Everyone has their own individual story to tell as to why they want to quit marijuana. My reason was because I had gotten into a rut of smoking it all day, every day. Late at night or early morning, utterly convinced I enjoyed it, I would sit, roll and smoke joint after joint. As the years rolled on marijuana seemed more like self-prescribed medication to keep me calm than the fun, recreational drug I once considered it to be. Knocking on my dealer’s door became a symbol of need and at times desperation. I often looked like I had been dragged through a hedge backwards and I completely lost my self-confidence to communicate with even my closest friends. But the dread of existing without my beloved daily fix was enough to force me to abandon each and every attempt to quit.

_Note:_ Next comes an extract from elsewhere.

PR #191, opened 2017-08-03
Allow using 'decorate' in flow types

### LINKED ISSUE #187: Allow the reference set to be used in specifying flowtypes
One pattern that I see frequently when adding explicit flowtypes to ableC is that there are many places where the flowtype of an attribute on a nonterminal is the same as that nonterminal's reference set, which may be different between nonterminals.  Thus it would be nice to be able to simply write something like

You probably know of at least one family member family, friend or colleague who boasts they can quit marijuana whenever they want to. An old pal of mine from way back called Sam used to brag that he could quit instantaneously without any fuss. All he had to do, according to Sam, was to stub out his last joint and that would be the end of it. For a long while he had me utterly convinced that he could do it in the manner he described – until that is I challenged him to actually do it. Then suddenly his boasts turned into the feeblest of excuses. For the first time ever I saw Sam’s natural swagger desert him. Today, tomorrow or any suggested deadline to quit visibly unnerved him.
Sam didn’t realize it but the easy to quit reputation that marijuana has is somewhat misleading. The level of ease or difficulty in terms of withdrawal symptoms is actually irrelevant. That’s because the real problem of quitting marijuana is FEAR.
Prior to making an attempt to quit Sam was confident because he knew there was no physical symptoms. He just didn’t anticipate the fear of losing what he considered to be his only pleasure in life and his special stress-relieving helpmate.
The prospect of a boring and miserable existence without marijuana was enough to convince him to put off the dreaded deed until such a time he forgot or rather until I forgot his boasts.